3 out of 5 stars Grisham's Back...Or is He?   January 29, 2008
 36 out of 45 found this review helpful

Grisham is back to his roots with a return to legal drama in "The Appeal." The question is though, is he really back? "The Appeal" does not quite make a return to the same idiom that Grisham made his own with early classics like "The Client," "The Pelican Brief" or "The Firm." By comparison, I would put "The Appeal" in the grouping with "The Chamber," and "The Runaway Jury," the legal high-wire acts that have something to say about politics, life, and the quasi-legal/quasi-political space they occupy.

"The Appeal" focuses on the high-stakes game of judicial appeals by following the appeal of a mega-million dollar toxic tort verdict that figures to destroy a chemical corporation and shake up Wall Street. But, its a lot cheaper for Krane Chemical to buy a Mississippi election (MS elects judges) than it is to pay the judgment, and if the right judge gets elected then the jury verdict at trial is moot.

And that's politics, Grisham seems to be saying. Of course, judicial seats and funny business were the driving force behind "The Pelican Brief." Some similarities exist: a party with an interest in a particular case takes the system into their own hands through political connections, dirty tricks, and (in "Pelican") murder.

But, this is a book steps away from that earlier Grisham tome, away from the worlds of David Baldacci, Michael Connelly, and the rest. Where "Pelican" belonged in that other category of formulaic fiction that relies on well-trod and overarching portraits of Washington, politicians, and high-stakes business that seem (whatever subtext may be lingering) to be designed to entertain; here, Grisham clearly has something stuck in his craw, he thinks something is rotten and he wants to expose it. There are no mobbed-up corporate firms, international assasins, or KKK murderers. The villians here are political spin-doctors, campaign wonks, and board room raiders.

This time, it is political. Or, maybe, Grisham just loves personal injury lawyers (aka "trial" lawyers) -- contrast his very sympathetic protagonist in "The King of Torts" with the pictures he has painted of sharks in suits from "The Firm," louses in "The Brethren," and small-time nickel and dimers in "The Client" and "The Rainmaker."

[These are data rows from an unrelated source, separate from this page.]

PR #324, opened 2019-07-02
Enhanced the 'Dense' layer to support batch matrix multiplication.

eaplatanios:
This enhances the `Dense` layer to be more aligned with the `matmul` operation. More specifically, it allows it to use the batch variant of `matmul` if the rank of `weight` is equal to `3`. Not sure if we want to merge this here but I use it often in my work and it also aligns `Dense` with the functionality of `matmul`.

### DIFF
--- a/Sources/TensorFlow/Layers/Core.swift
+++ b/Sources/TensorFlow/Layers/Core.swift
@@ -139,10 +139,10 @@ public struct Reshape<Scalar: TensorFlowFloatingPoint>: ParameterlessLayer {
 /// a weight matrix, `bias` is a bias vector, and `activation` is an element-wise activation
 /// function.
 ///
-/// This layer also supports 3-dimensional weight tensors with 2-dimensional bias matrices. In this 
-/// case the first dimension of both is treated as the batch size that is aligned with the first 
-/// dimension of `input` and the batch variant of the `matmul` operation is used, thus using a 
-/// different weight and bias for each element in input batch.
+/// This layer also supports 3-D weight tensors with 2-D bias matrices. In this case the first
+/// dimension of both is treated as the batch size that is aligned with the first dimension of
+/// `input` and the batch variant of the `matmul(_:_:)` operation is used, thus using a different
+/// weight and bias for each element in input batch.
 @frozen
 public struct Dense<Scalar: TensorFlowFloatingPoint>: Layer {
     /// The weight matrix.
@@ -171,7 +171,7 @@ public struct Dense<Scalar: TensorFlowFloatingPoint>: Layer {
     /// - Returns: The output.
     @differentiable
     public func callAsFunction(_ input: Tensor<Scalar>) -> Tensor<Scalar> {
-        if weight.rank == 3 {
+        if weight.rankTensor == Tensor<Int>(3) {
             let hidden = matmul(input.expandingShape(at: 1), weight)
             return activation(hidden.squeezingShape(at: 1) + bias)
         }
--- a/Sources/TensorFlow/Layers/Core.swift
+++ b/Sources/TensorFlow/Layers/Core.swift
@@ -151,6 +151,8 @@ public struct Dense<Scalar: TensorFlowFloatingPoint>: Layer {
     public var bias: Tensor<Scalar>
     /// The element-wise activation function.
     @noDerivative public let activation: Activation
+    /// Indicates whether this is a batched dense layer.
+    @noDerivative internal let batched: Bool
     
     /// The element-wise activation function type.
     public typealias Activation = @differentiable (Tensor<Scalar>) -> Tensor<Scalar>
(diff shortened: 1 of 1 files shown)


Sources/TensorFlow/Layers/Core.swift
```diff
@@ -166,6 +171,10 @@ public struct Dense<Scalar: TensorFlowFloatingPoint>: Layer {
     /// - Returns: The output.
     @differentiable
     public func callAsFunction(_ input: Tensor<Scalar>) -> Tensor<Scalar> {
+        if weight.rank == 3 {
```
rxwei: @bgogul Is there a lazy tensor concern here?

Sources/TensorFlow/Layers/Core.swift
```diff
@@ -138,6 +138,11 @@ public struct Reshape<Scalar: TensorFlowFloatingPoint>: ParameterlessLayer {
 /// `Dense` implements the operation `activation(matmul(input, weight) + bias)`, where `weight` is
 /// a weight matrix, `bias` is a bias vector, and `activation` is an element-wise activation
 /// function.
+///
+/// This layer also supports 3-dimensional weight tensors with 2-dimensional bias matrices. In this
```
rxwei: I think we've been using "n-D" in most API documentation. If so, I suggest changing this. Otherwise never mind.
```suggestion
/// This layer also supports 3-D weight tensors with 2-D bias matrices. In this 
```

Sources/TensorFlow/Layers/Core.swift
```diff
@@ -138,6 +138,11 @@ public struct Reshape<Scalar: TensorFlowFloatingPoint>: ParameterlessLayer {
 /// `Dense` implements the operation `activation(matmul(input, weight) + bias)`, where `weight` is
 /// a weight matrix, `bias` is a bias vector, and `activation` is an element-wise activation
 /// function.
+///
+/// This layer also supports 3-dimensional weight tensors with 2-dimensional bias matrices. In this 
+/// case the first dimension of both is treated as the batch size that is aligned with the first 
+/// dimension of `input` and the batch variant of the `matmul` operation is used, thus using a
```
rxwei:
```suggestion
/// dimension of `input` and the batch variant of the `matmul(_:_:)` operation is used, thus using a 
```

Sources/TensorFlow/Layers/Core.swift
eaplatanios: If believe there is, but what if I write this as: `weight.rankTensor == Tensor<Int>(3)`?

rxwei: Yeah, that might work a lot better, but I'll wait for @bgogul to confirm.

eaplatanios:
Thanks for the feedback Richard! I addressed all comments and now waiting for confirmation from @bgogul that the current approach is "`LazyTensor`-friendly".

Sources/TensorFlow/Layers/Core.swift
eaplatanios: Actually, given that `if` statements are not currently being lowered to TF ops, this should definitely affect lazy tensor because the condition depends on `weight`. I can move that condition to the initializer and add a boolean stored property named `batched`. Using that in the `if` statement will be safe with lazy tensor. @rxwei what do you think?

rxwei: Hmm, I'd very much prefer keeping the existing semantics if possible.

eaplatanios: This will retain the same semantics. It just moves the rank check to the initializer.

bgogul: Yes, this would cause materialization in lazy tensor, and thereby, break the trace. Even changing the condition to `weight.rankTensor == Tensor<Int>(3)` won't fix it. Adding the `batched` property would fix it though. 

That said, I don't think it is sustainable to have to rewrite code to help lazy tensor in the long run. If the code becomes too awkward and ugly, just do what makes the most sense. The right way to fix this would be to track shapes in the swift side.

eaplatanios: I just pushed the change so you can see what I mean.

eaplatanios: @bgogul Thanks for the confirmation! I already switched to the `batched` property. And yes, I agree with what you say. In this case I believe it's ok to modify the code given how prevalent dense layers are and also given that lowering if-statements to TF ops may take a while.

eaplatanios:
This should be ready for review now. I switched to using the `batched` property.

Sources/TensorFlow/Layers/Core.swift
```diff
@@ -158,6 +165,7 @@ public struct Dense<Scalar: TensorFlowFloatingPoint>: Layer {
         self.weight = weight
```
rxwei: Should we add preconditions here to assert something like `weight.rank <= 3` and `bias.rank <= 2`?

eaplatanios: Done.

That type of characterization has always been something of a weakness of Grisham's, relying too heavily on emblematic types (i.e., Denton Voyles - the G-Man, Fletcher Coal - the operative, Khamel - the assassin) that are familiar to any reader from go: requiring no development and acquiring no depth. But, in "The Appeal," Grisham returns to his roots with some really winning characterization. Like the development of the McDeeres in "The Firm," or Reggie Love in "The Client," the couple that serves as plaintiff's co-counsel on the central case of the book are developed in more depth - a real strength in "The Appeal." But again here, he takes a very friendly - and I would say unpopular - view of pi attorneys.

All in all, I would say to prepare for a more mature Grisham, whether that becomes less appealing or unpalatable to some remains to be seen. This book - coming as it does on the heels of "Skipping Christmas," "Playing for Pizza," "The Bleachers," and "The Innocent Man" - is reflective of an author who has decided to embark on a different course. There is little of the sensational in "The Appeal," in fact, it embellishes the naturalistic element that some of his earlier work hinted at. This is nitty gritty: no glitz, no glamour...save a few gratuitous Gulfstream jets.

Whatever else it may be, this is Grisham's most realistic (that is to say in terms of literary style - not necessarily plausibility) fiction work. But, it still reads quickly and promises to move off of shelves even more quickly.